Der Landesapothekenverband Baden-Württemberg erachtet die Idee von mehr Vorsorgeleistungen in den Apotheken als sinnvoll: „Grundsätzlich ist die Apotheke vor Ort für viele Menschen eine besonders niedrigschwellige Pforte ins Gesundheitssystem. Insofern ist es sinnvoll, die pharmazeutische Expertise von Apothekerinnen und Apothekern stärker zu nutzen, um die Gesundheit der Menschen zu verbessern“, sagt ein Pressesprecher. Unumstößlich stehe für den Verband aber fest, dass die Apothekerschaft präventive Leistungen nur im Schulterschluss mit Ärztinnen und Ärzten anbieten will, so der Pressesprecher weiter.
Die Ärzteschaft sieht sich von dem Minister übergangen
Dass die Pläne von Karl Lauterbach ohne weitere Abstimmung mit den Fachverbänden an die Öffentlichkeit gelangt waren, hat der Minister inzwischen selbst als Fehler bekundet. Besonders die Gemüter der Ärzte hat er damit erhitzt. Jens Steinat bezieht als Vorsitzender und im Namen der Ärzteschaft Backnang Stellung: „Es zeigt sich leider ein Fortgang des Verhaltensmusters von Gesundheitsminister Lauterbach: Missachtung der niedergelassenen Ärzteschaft durch populistische Maßnahmen, ohne einen Gedanken an Wertschätzung für uns Hausärztinnen und Hausärzte und ohne Beachtung der Qualität und Sinnhaftigkeit der Maßnahmen.“
Die Apotheken würden, ob fachlich und personell qualifiziert oder nicht, mit Zusatzaufgaben versorgt, die dann auch noch zum Teil besser vergütet werden. „Vorsorgemaßnahmen sind wichtig und werden in der ambulanten ärztlichen Medizin auch sorgsam und pflichtbewusst durchgeführt, aber nicht mit der Gießkanne und mal so nebenbei an der Theke“, sagt der Allgemeinmediziner. Die Ärzteschaft heiße das Auslagern von Vorsorgeuntersuchungen nicht gut. Zudem sei es bei der Vorsorge wichtig, dass familiäre und soziale Lebensumstände der Patienten bekannt sind.
Keine Entlastung der Hausarztpraxen
Eine Entlastung der Hausarztpraxen sieht die Ärzteschaft Backnang dadurch ebenfalls nicht gegeben, weil die Kunden der Apotheken bei Auffälligkeiten kostenlos in den Arztpraxen beraten werden müssten, „und das größtenteils unnötig, da zum Beispiel eine leichte Cholesterinerhöhung bei einem sonst gesunden jungen Menschen keine Relevanz hat“, sagt Steinat. So können keine hausärztlichen Strukturen aufrechterhalten werden, weder zeitlich noch finanziell“, fügt er hinzu.

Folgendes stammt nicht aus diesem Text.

PR #86576, opened 2023-12-28
Add warning for using concave shape on CharacterBody3D

### LINKED ISSUE #86574: No warnings when using ConcavePolygonShape3D with CharacterBody3D
### Tested versions

4.3dev1

### System information

Windows 10 - Godot4.3dev1

### Issue description

There are no warnings when using ConcavePolygonShape3D with CharacterBody3D. It seems there are relevant warning comments in the documentation

### Steps to reproduce

Add a CollisionShape3D node under CharacterBody3D, and use ConcavePolygonShape3D as the Shape.

N/A

bikemurt:
As per #86574 

Tested a simple scene to confirm that ConcaveShapes do not work for collisions on CharacterBody3D (same as RigidBody3D).

Added the following node config warning:
image

I didn't update the language documentation as I assume that's handled separately

*Bugsquad edit:*
- Fixes #86574

### DIFF
--- a/scene/3d/collision_shape_3d.cpp
+++ b/scene/3d/collision_shape_3d.cpp
@@ -35,6 +35,7 @@
 #include "scene/resources/concave_polygon_shape_3d.h"
 #include "scene/resources/convex_polygon_shape_3d.h"
 #include "scene/resources/world_boundary_shape_3d.h"
+#include "vehicle_body_3d.h"
 
 void CollisionShape3D::make_convex_from_siblings() {
 	Node *p = get_parent();
@@ -130,10 +131,21 @@ PackedStringArray CollisionShape3D::get_configuration_warnings() const {
 	}
 
 	if (shape.is_valid() && Object::cast_to<RigidBody3D>(col_object)) {
+		String body_type = "RigidBody3D";
+		if (Object::cast_to<VehicleBody3D>(col_object)) {
+			body_type = "VehicleBody3D";
+		}
+
 		if (Object::cast_to<ConcavePolygonShape3D>(*shape)) {
-			warnings.push_back(RTR("ConcavePolygonShape3D doesn't support RigidBody3D in another mode than static."));
+			warnings.push_back(vformat(RTR("When used for collision, ConcavePolygonShape3D is intended to work with static CollisionObject3D nodes like StaticBody3D.\nIt will likely not behave well for %ss (except when frozen and freeze_mode set to FREEZE_MODE_STATIC)."), body_type));
 		} else if (Object::cast_to<WorldBoundaryShape3D>(*shape)) {
 			warnings.push_back(RTR("WorldBoundaryShape3D doesn't support RigidBody3D in another mode than static."));
+		}
+	}
+
+	if (shape.is_valid() && Object::cast_to<CharacterBody3D>(col_object)) {
+		if (Object::cast_to<ConcavePolygonShape3D>(*shape)) {
+			warnings.push_back(RTR("When used for collision, ConcavePolygonShape3D is intended to work with static CollisionObject3D nodes like StaticBody3D.\nIt will likely not behave well for CharacterBody3Ds."));
 		}
 	}
 


AThousandShips (dismissed):
This wording isn't correct, it should be more clear, `CharacterBody3D` does support this shape, it just isn't recommended:
> When used for collision, ConcavePolygonShape3D is intended to work with static [CollisionShape3D](https://docs.godotengine.org/en/stable/classes/class_collisionshape3d.html#class-collisionshape3d) nodes like [StaticBody3D](https://docs.godotengine.org/en/stable/classes/class_staticbody3d.html#class-staticbody3d) and will likely not behave well for [CharacterBody3D](https://docs.godotengine.org/en/stable/classes/class_characterbody3d.html#class-characterbody3d)s or [RigidBody3D](https://docs.godotengine.org/en/stable/classes/class_rigidbody3d.html#class-rigidbody3d)s in a mode other than Static.

The warning should match the one for `RigidBody3D` instead

milkiq:
> ConcavePolygonShape3D doesn't support RigidBody3D in another mode than static.

RigidBody3D uses this wording, so would we change both of them?

bikemurt:
> > ConcavePolygonShape3D doesn't support RigidBody3D in another mode than static.
> 
> RigidBody3D uses this wording, so would we change both of them?

Initially I found this description to be wordy, but I see what @AThousandShips is saying - you _can_ use concave shapes, it just won't work with moving bodies.

AThousandShips:
The warning should be descriptive, so it shouldn't be changed for `RigidBody3D` IMO, but both could be updated, on second thought I'm not 100% sure what is meant by the static mode here, *or* if it applies to both types, the documentation for the shape should probably be improved to clarify this 🙂

I would suggest to update both descriptions to be clearer that it's not recommended to use these

AThousandShips:
The physics team would have to confirm but I think the documentation for the shape needs to be made more clear, something like:
> When used for collision, ConcavePolygonShape3D is intended to work with static CollisionShape3D nodes like StaticBody3D and will likely not behave well for or RigidBody3Ds (except when frozen and freeze_mode set to FREEZE_MODE_STATIC) or CharacterBody3Ds.

Or something like that

And then change all the wordings here to align with that, saying something like "not recommended"

bikemurt:
I just did a little bit of testing by using a RigidBody3D (with convex collision shape) and pushing it into a RigidBody3D and CharacterBody3D.

When the RigidBody3D is set to freeze/static, the concave shape does actually work for collisions. It behaves exactly like a StaticBody3D in that case.

I think CharacterBody3D does not work at all with a concave collision shape (as far as I can tell). It doesn't interact with a StaticBody3D (my floor) or the RigidBody3D with a convex shape.


> > When used for collision, ConcavePolygonShape3D is intended to work with static CollisionShape3D nodes like StaticBody3D and will likely not behave well for or RigidBody3Ds (except when frozen and freeze_mode set to FREEZE_MODE_STATIC) or CharacterBody3Ds.

I like this.  Could split out the description for RigidBody3D and CharacterBody3D:

RigidBody3D:

`When used for collision, ConcavePolygonShape3D is intended to work with static CollisionShape3D nodes like StaticBody3D and will likely not behave well for or RigidBody3Ds (except when frozen and freeze_mode set to FREEZE_MODE_STATIC).`

CharacterBody3D:

`When used for collision, ConcavePolygonShape3D is intended to work with static CollisionShape3D nodes like StaticBody3D and will likely not behave well for CharacterBody3Ds.`

bikemurt:
Here's what I have for now. Also added a new line so it looks a little cleaner:

image

milkiq:
> Here's what I have for now. Also added a new line so it looks a little cleaner:这是我现在所拥有的。还添加了一个新行，因此看起来更干净一些：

Lauterbach betonte bereits nach der harschen Kritik vonseiten der Ärzte, dass er das Gespräch zum Hausärztinnen- und Hausärzteverband suchen werde. Ihm gehe es mit seinen Plänen vor allem darum, Unterversorgung zu bekämpfen – unter anderem bei Dyslipidämie, einer Fettstoffwechselstörung. Hier könne ein niedrigschwelliger Check in der Apotheke Problemfälle detektieren, zitierte ihn die Ärzte-Zeitung.